Working data Block Start

PR #2477, opened 2016-05-06
[PDI-15181] Delete Files job entry will delete all files under the install directory when file location parameter is blank

IvanNikolaychuk:
- Before processing file, first checking whether it is a kettle variable, extracting it, and then checking if it is an empty value.
- Small refactoring of filed names in processFile method

Related to https://github.com/pentaho/pentaho-kettle/pull/2473


IvanNikolaychuk:
There is a drawback in https://github.com/pentaho/pentaho-kettle/pull/2473. 
There could be a case, where filePath is defined by a kettler-variable and a value under this variable is blank. So:

- Before processing file, first checking whether it is a kettle variable, extracting it, and then checking if it is an empty value. 
- Small refactoring of filed names in processFile method.

@brosander , could you please review this PR?

PR #2490, opened 2016-05-11
[BACKLOG-7661] Updated thin dialog to be modal

bmorrise:


bmorrise:
@ddiroma @mdamour1976

mdamour1976:
Can we pass in a modal flag instead?  Might be more generally useful.  Just a thought to consider.

bmorrise:
@mdamour1976 Updated.

PR #2497, opened 2016-05-13
[SP-2676] Backport of PDI-15118 - User with no schedule permissions has access to schedule perspective (6.1 Suite)

IvanNikolaychuk:
- When logging to repository check whether user is allowed to schedule content and remove "Schedule perspective" it he has no permissions for this.
- provided an ability to manipulate perspective's UI list from SpoonPerspectiveManager.
- Tests written
- Checkstyle applied

If I understand the idea of PerspectiveInitializer class, it's goal was to make lazy initialization for all perspectived, except the first one, that would be inited immediately. Other perspectives would be initialized when needed and removed from initializerMap.

So, PerspectiveInitializer encapsulates the list of perspectives, and is the only place where perspective list can be accessible and changed.

I added few more methods there: for adding and removing perspective names (unfortunately there is no oppotunity to 'hide' element in CCombo class, so we are removing and adding), keeping the existing behavior the same:
1. In first init only main perspective is initialized.
2. Each perspective is initialized only once, regarding how many times it was active.

### DIFF
--- a/plugins/pdi-pur-plugin/src/org/pentaho/di/repository/pur/PurRepositoryConnector.java
+++ b/plugins/pdi-pur-plugin/src/org/pentaho/di/repository/pur/PurRepositoryConnector.java
@@ -1,5 +1,5 @@
 /*!
- * Copyright 2010 - 2015 Pentaho Corporation.  All rights reserved.
+ * Copyright 2010 - 2016 Pentaho Corporation.  All rights reserved.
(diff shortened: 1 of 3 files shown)


IvanNikolaychuk:
@brosander , could you please review this PR?
It's a backport of https://github.com/pentaho/pentaho-kettle/pull/2437

PR #2501, opened 2016-05-13
[TEST] - Added clone and Load/Save testers

mbatchelor:


mbatchelor:
Note - my code builds, it's Head that doesn't. Checkstyle run locally all passes.

PR #4339, opened 2017-08-29
[SP-3709][PDI-9388] Deleting a column from the Datagrid step moves column names as heading for wrong data

AliaksandrShuhayeu:
[SP-3709][PDI-9388] Deleting a column from the Datagrid step moves column names as heading for wrong data

added synchronization between Fields and Data tables


AliaksandrShuhayeu:

PR #4348, opened 2017-08-30
[BACKLOG-18314] update subfolders when deleting parent; parent was set to path when renaming

tgf:


tgf:
@bmorrise please review

PR #4350, opened 2017-08-30
[BACKLOG-18653] PDI: The error "Unknown scheme "nc" in URI" occurs on…

andrei-viaryshka:
… attempt to copy or delete files on HDFS


andrei-viaryshka:
@rmansoor Could you please take a look? Related PR is https://github.com/pentaho/big-data-plugin/pull/1000.

PR #4352, opened 2017-08-31
[BACKLOG-18441] - Pentaho slave server: Old configuration is used for…

YuryBY:
… running job on Pentaho Server after changing Username and saving changes


YuryBY:
@mbatchelor, @mchen-len-son, could you please take a look?

rmansoor:
@YuryBY validated this change  testing scenarios 
-  Runnning a job with a transformation.
- Runnin a job with correct carte cluster credentials and then changing it to be bad and running it again.

Both test were done successfully. Merging the PR

PR #4369, opened 2017-09-06
[PDI-16559] - Multiple step-meta classes generate AIOOB after MDI

mbatchelor:


mbatchelor:
@mchen-len-son - can you or @kolinus review this please? Thanks.

PR #4371, opened 2017-09-07
[PDI-16323] Ability to publish data source over SSL to the BA server

Advent51:
- added the use of connection properties


Advent51:
@mbatchelor @pamval @mchen-len-son @stepanovdg please review

PR #4377, opened 2017-09-08
[BACKLOG-18294] Websocket Daemon Client Session with kerberos Auth

flbrino:


flbrino:
@mkambol for validation. Thks

PR #4379, opened 2017-09-08
BACKLOG-18754 - fix conversion between storage and metadata when comp…

joaormf:
…aring two values

### DIFF
--- a/core/src/main/java/org/pentaho/di/core/row/value/ValueMetaBase.java
+++ b/core/src/main/java/org/pentaho/di/core/row/value/ValueMetaBase.java
@@ -23,6 +23,32 @@
 
 package org.pentaho.di.core.row.value;
 
+import org.pentaho.di.compatibility.Value;
+import org.pentaho.di.core.Const;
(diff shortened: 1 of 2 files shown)


joaormf:
In Kettle a transformation has a CSVInput step with a DATE field with the conversion mask of "MM/dd/yyyy HH:mm". That step is visualized in DET.

On DET in stream view that DATE field is used in a bar chart as the horizontal axis, and then a Keep Only filter is applied. Without this change (including the ones in [det PR 1000](https://www.github.com/pentaho/pentaho-det/pull/1000) and [det-ee PR 495](https://github.com/pentaho/pentaho-det-ee/pull/495/files) ), the query execution fails with conversion exceptions between the formats.

Notice that because of [BACKLOG-5847](http://jira.pentaho.com/browse/BACKLOG-5847) date columns in a data service always use the format YYYY-MM-dd.

joaormf:
@pentaho/kashyyyk @pentaho/millenniumfalcon @pentaho/bobafett can you please review this change.
Thanks

PR #4380, opened 2017-09-10
[BACKLOG-18592] - Search an replace all hadoop cluster url to the file system url

rmansoor:
- Only resolve hc url with a cluster information that is defined.


rmansoor:
@mkambol @tkafalas please review.

@tkafalas I had a horrible time trying to setEmbeddedNamedCluster in the transmeta for testing. Is there any other alternative.

mkambol:
@rmansoor this looks good

Couple alternatives for mocking the embeddednamedcluster in the transmeta:
1)  Use a mockito spy.  (in general spys are evil, but sometimes is the best way with legacy code).
2)  Pass the named cluster in to the convert method.

rmansoor:
@mkambol thanks for the feedback. Updated the pr with your suggestions. Please review

PR #4383, opened 2017-09-12
[BACKLOG-17671] table resize stutter in windows

tgf:


tgf:
@bmorrise please review

PR #4385, opened 2017-09-13
[BACKLOG-17959] Setting the operation and the transformation with err…

flbrino:
…or logic after receiving websocket daemon error events


flbrino:
@mkambol @aminmkhan ready for validation/merge

PR #4583, opened 2017-11-02
[SP-3837]-Backport of PDI-15891 - Problem running a zipped file with Pan.bat

ArtsiomYurhevich:


mchen-len-son:
Merging.

PR #4584, opened 2017-11-02
[SP-3837]-ETL Metadata Injection step fails doesn't find a subtransfo…

ArtsiomYurhevich:
…rmation after importing an exported zip(using export to linked resources)


mchen-len-son:
This is strange. Rows wingman is referring to as a checkstyle violating are good and have correct indentations.
Merging.

PR #4590, opened 2017-11-04
[PPP-3888] - Use of vulnerable component com.fasterxml.jackson.core :…

YuryBY:
… jackson-databind-2.5.4.jar ,com.fasterxml.jackson.core : jackson-databind-2.3.3.jar,com.fasterxml.jackson.core : jackson-databind-2.5.3.jar

### DIFF
--- a/plugins/pom.xml
+++ b/plugins/pom.xml
@@ -20,6 +20,9 @@
     <!-- Test running configuration -->
     <maven-surefire-plugin.reuseForks>false</maven-surefire-plugin.reuseForks>
     <maven-failsafe-plugin.reuseForks>false</maven-failsafe-plugin.reuseForks>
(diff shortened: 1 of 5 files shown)


plugins/pom.xml
```diff
@@ -20,6 +20,9 @@
     <!-- Test running configuration -->
     <maven-surefire-plugin.reuseForks>false</maven-surefire-plugin.reuseForks>
     <maven-failsafe-plugin.reuseForks>false</maven-failsafe-plugin.reuseForks>
+    <!-- jackson-databind depends on jackson-core and jackson-annotations
+	so that this artifacts have the same version to prevent compile errors -->
+    <jackson.version>2.9.2</jackson.version>
```
pamval: Why is this property named differently?

PR #4596, opened 2017-11-07
[PDI-16590] - Replace in String: Step processes regular expression even when "Use Regex" option set to N

AndreyBurikhin:
@bmorrise , @mbatchelor, @mchen-len-son  please review.


mchen-len-son:
@bmorrise , @mbatchelor, @pamval please review.

PR #4600, opened 2017-11-09
[PPP-3876]-Use of vulnerable component spring-security-core 4.1.9 cve-2017-4995

stepanovdg:


stepanovdg:
@bmorrise @mbatchelor @pamval Could you please take a look?

PR #4603, opened 2017-11-11
[PDI-8934]-BaseStep rowListeners - Thread Safety Issue. Removed synch…

ArtsiomYurhevich:
…ronized blocks and changed implementation of step listeners to CopOnWriteArrayList

### DIFF
--- a/engine/src/main/java/org/pentaho/di/trans/ael/adapters/StepInterfaceEngineAdapter.java
+++ b/engine/src/main/java/org/pentaho/di/trans/ael/adapters/StepInterfaceEngineAdapter.java
@@ -118,13 +118,9 @@ public class StepInterfaceEngineAdapter extends BaseStep {
         // no way to convert this row to a RowMetaInterface.
         return;
       }
-      synchronized ( rowListeners ) {
-        for ( int i = 0; i < rowListeners.size(); i++ ) {
-          RowListener rowListener = rowListeners.get( i );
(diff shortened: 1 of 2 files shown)


ArtsiomYurhevich:
@mbatchelor , @pamval Could you please take a look?

pamval:
Maybe there was a discussion about this case that I missed, but the changes here do not follow the suggestions by @mbatchelor  on the jira case.

Not particularly happy about using CopyOnWriteArrayList since it's not clear to me how many writes we have on that list compared to reads. Who writes to that list?

ArtsiomYurhevich:
@pamval Adding row listeners is usually performed only during initialization/preparing stage of  trans/job execution and then during execution stage we only read from the collection. So, I think, CopyOnWriteArrayList is appropriate for this purposes

ArtsiomYurhevich:
@pamval The changes do not exactly follow the description of the issue because the issue was created long ago in 2012

pamval:
@mbatchelor please review this change.

mbatchelor:
I searched the code for mutations of the row listeners list (who calls either addRowListener or removeRowListener) and as far as I can see, the CopyOnWriteArrayList should not be a performance burden on normal execution. It does run the risk of making tests run slower though because we have a *huge* amount of unit and integration tests that rely on the row listeners for validating results. That said, any case we avoid any kind of synchronization without impacting usual runtime performance is a win.

PR #4615, opened 2017-11-15
[PDI-14296] Load File Content in Memory corrupts data read from binary files

Advent51:
- LoadFileInput step was modified in order to work with file content as a binary array, not as a String
- filecontent field in the LoadFileInputData became byte[]


Advent51:
@mbatchelor @pamval @mchen-len-son @bmorrise please review

PR #4617, opened 2017-11-15
[PDI-16580] - Webservices auth failed when using parameters for usern…

pentaho-lmartins:
…ame and password.

@duarteteixeira


pentaho-lmartins:
@pamval

PR #4621, opened 2017-11-15
[PDI-16783] Transformations are no longer run on Carte server after u…

mchen-len-son:
…pgrade from 6.1 executed by scheduled jobs

 - added job opening extensions point call


mchen-len-son:
@mbatchelor @pamval can you please take a look?
this was already tested on 7.1

PR #4626, opened 2017-11-16
[PDI-16589] - Running in parallel would introduce additional rows and…

pentaho-lmartins:
…/or invalid data in the output.

@duarteteixeira @pamval


pamval:
@bmorrise @mbatchelor @AlexanderBuloichik  @tgf please review

PR #4649, opened 2017-11-28
[PDI-16818] - Fix for run window taking ages to appear

mbatchelor:


mbatchelor:
I fixed the test case and updated the PR.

Working data Block End

## Instructions to follow
Everything from the line containing "1. In first" through the line containing "PR #4339, opened 2017-08-29" in the material above should be retyped exactly, both ends included, and nothing more.

## Solution to the exercise
1. In first init only main perspective is initialized.
2. Each perspective is initialized only once, regarding how many times it was active.

### DIFF
--- a/plugins/pdi-pur-plugin/src/org/pentaho/di/repository/pur/PurRepositoryConnector.java
+++ b/plugins/pdi-pur-plugin/src/org/pentaho/di/repository/pur/PurRepositoryConnector.java
@@ -1,5 +1,5 @@
 /*!
- * Copyright 2010 - 2015 Pentaho Corporation.  All rights reserved.
+ * Copyright 2010 - 2016 Pentaho Corporation.  All rights reserved.
(diff shortened: 1 of 3 files shown)


IvanNikolaychuk:
@brosander , could you please review this PR?
It's a backport of https://github.com/pentaho/pentaho-kettle/pull/2437

PR #2501, opened 2016-05-13
[TEST] - Added clone and Load/Save testers

mbatchelor:


mbatchelor:
Note - my code builds, it's Head that doesn't. Checkstyle run locally all passes.

PR #4339, opened 2017-08-29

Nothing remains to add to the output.